[LISTED ENTRIES Boundary: Start]

PR #11663, opened 2022-11-08
Online DDL: normalize/idempotentize CHECK CONSTRAINTs in ALTER TABLE statement

shlomi-noach:
## Description

Complementing https://github.com/vitessio/vitess/pull/10638, the `vitess` Online DDL algorithm identifies `ADD CONSTRAINT` clauses in `ALTER TABLE`  statements, and manipulates the constraint name. 

This manipulation is consistent with the similar manipulation done in #10638
But more importantly it addresses the specific case where the constraint is created unnamed, via e.g. `alter table t add constraint check (id != 5)`. In this type of query, MySQL autogenerates a name (e.g. `t_chk_1` in this example). This leads to risks because the name is susceptible to `RENAME` statement behavior, which attempts to rename the constraint according to the new table's name.

With this PR, the `ALTER` is manipulated such that the constraint gets an almost-guaranteed unique name, which is also idempotent. Thus, a multishard migration evaluates the same check constraint name for all shards.

Added unit tests, which are sufficient.

## Related Issue(s)

Tracking: https://github.com/vitessio/vitess/issues/6926

## Checklist


go/vt/vttablet/onlineddl/executor_test.go
```diff
@@ -120,6 +120,18 @@ func TestValidateAndEditAlterTableStatement(t *testing.T) {
 			alter:  "alter table t add fulltext key name0_ft (name0), add column i int, add fulltext key name1_ft (name1), add fulltext key name2_ft (name2)",
 			expect: []string{"alter table t add fulltext key name0_ft (name0), add column i int", "alter table t add fulltext key name1_ft (name1)", "alter table t add fulltext key name2_ft (name2)"},
 		},
+		{
+			alter:  "alter table t add constraint check (id != 1)",
+			expect: []string{"alter table t add constraint _aulpn7bjeortljhguy86phdn9 check (id != 1)"},
```
dbussink, line 125: We don't want to keep the default mysql name prefix here if it's short enough to fit? Or the naming as we do in the next test to stay consistent? Not a huge deal, but it starting with `_` seems a bit "off".

shlomi-noach: done

dbussink (approved):
CI should go green for `Cluster (vttablet_prscomplex)` if you rebase on latest `main`.

Issue #11667, opened 2022-11-08
Dead links in `test/config.json` leading to CI potential failures


frouioui:
### Overview of the Issue

Found this issue while working on vitessio/vitess#11244, we have "dead links" in our `test/config.json` file, meaning that we are trying to test a package that no longer exists in our codebase, which lead to a CI failure in some cases. The following output comes from CI running on `release-14.0` where we `tabletgateway/cellalias` was called in `test/config.json` but the package did not exist in the codebase:

```
running tests for  vitess.io/vitess/go/test/endtoend/tabletgateway/cellalias
no required module provides package vitess.io/vitess/go/test/endtoend/tabletgateway/cellalias; to add it:
	go get vitess.io/vitess/go/test/endtoend/tabletgateway/cellalias
2022/11/08 17:22:52 local.tabletgateway_cellalias: saving test output to _test/20221108-171119.3654/local.tabletgateway_cellalias-1.1.log
2022/11/08 17:22:52 local.tabletgateway_cellalias: FAILED (try 1/1) in 300ms: exit status 1
```

The cluster started failing only after I attempted to remove launchable from the workflows. I am still unsure why launchable would prevent such failures from happening, but in order to keep our CI light and avoid dead code we should remove those dead links.

### Reproduction Steps

n/a

### Binary Version

```sh
Must be done on all branches.
```

### Operating System and Environment details

```sh
n/a
```

PR #11668, opened 2022-11-08
Addition of a CI tool to detect dead links in test/config.json

frouioui:
## Description

This Pull Request fixes the issue detailed in https://github.com/vitessio/vitess/issues/11667. It removes the tests in `test/config.json` that no longer exists and adds a go tool to automatically check that there is no dead links. This tool has been added to the CI workflow `Static Code Checks Etc` to automatically prevent the merge of dead links in `test/config.json`.

We most likely need to do a manual backport on all branches.

## Related Issue(s)

- Fixes https://github.com/vitessio/vitess/issues/11667

## Checklist


GuptaManan100 (approved):
I like the change.

systay (approved):

test/config.json
```diff
@@ -720,15 +720,6 @@
 			"RetryMax": 1,
 			"Tags": []
 		},
-		"vtgate_mysql80_derived": {
```
deepthi, line 723: The reason this became a dead link is that the test was moved from `derived` to `queries` and then the directory was deleted.
However, the test has not been added to config.json with the new path, which means that this test has actually been lost from CI. It could be broken and we won't know.
PR where original change happened: #11379 
I would have expected that this test failed on that PR before it was merged, but I haven't checked.
In any case, instead of deleting this, we should be renaming it to vtgate_queries_derived and fixing the path.

deepthi (dismissed):

test/config.json
frouioui: That's a good catch! I'll fix that.

However, I will leave the tool as it is, it simply reports what are the dead links, then it is up to the user to delete or rename the cluster path.

deepthi: Agreed, No changes to the tool, just to config.json.
Once that is done, you may dismiss my review and merge this PR.

rsajwani:
Still some test failures are there which seems related to this PR..

deepthi:
> Still some test failures are there which seems related to this PR..

It seems to me that the `derived` test has not been running for some time in CI and is possibly broken for real.
cc @systay

frouioui:
> It seems to me that the derived test has not been running for some time in CI and is possibly broken for real.

Should be fixed now. The clean up code was missing a table, a test was flaky, and a test is now skipped and will be fixed later (https://github.com/vitessio/vitess/issues/11703).

mattlord (approved):
❤️

deepthi (approved):

PR #11670, opened 2022-11-08
VReplication:  escape identifiers when renaming source tables

WilliamLu99:
## Description

When completing a MoveTables operation with `--rename-tables`, the db and tables are not escaped. This causes the operation to fail in a variety of scenarios, including when the db name has dashes in its name.

I'm not sure if this should be backported. It's not a breaking bug, just an inconvenience. In the end, we just ran the complete command with `--keep-data` and manually renamed the tables. 

Credit goes to @hubb for the fix!
## Checklist


WilliamLu99:
Took a few tries but was able to get CI passing in the forked repo.

https://github.com/Shopify/vitess/pull/56

mattlord (approved):
LGTM. Thank you @WilliamLu99 and @hubb ! ❤️

mattlord:
@WilliamLu99 would you mind merging in latest upstream main and pushing again? The `Run endtoend tests on Cluster (vtgate_general_heavy)` CI workflow seems to be stuck and in this case I would typically merge in latest upstream and push that merge commit to make sure that I have the latest workflow/test changes and to kick the CI, but I cannot in this case as the branch upstream is your fork. Thanks!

[LISTED ENTRIES Boundary: End]

**YOUR ASSIGNMENT**
Using the listing above, show each line with the word "such" in it.

**WRITTEN SOLUTION**
With this PR, the `ALTER` is manipulated such that the constraint gets an almost-guaranteed unique name, which is also idempotent. Thus, a multishard migration evaluates the same check constraint name for all shards.
The cluster started failing only after I attempted to remove launchable from the workflows. I am still unsure why launchable would prevent such failures from happening, but in order to keep our CI light and avoid dead code we should remove those dead links.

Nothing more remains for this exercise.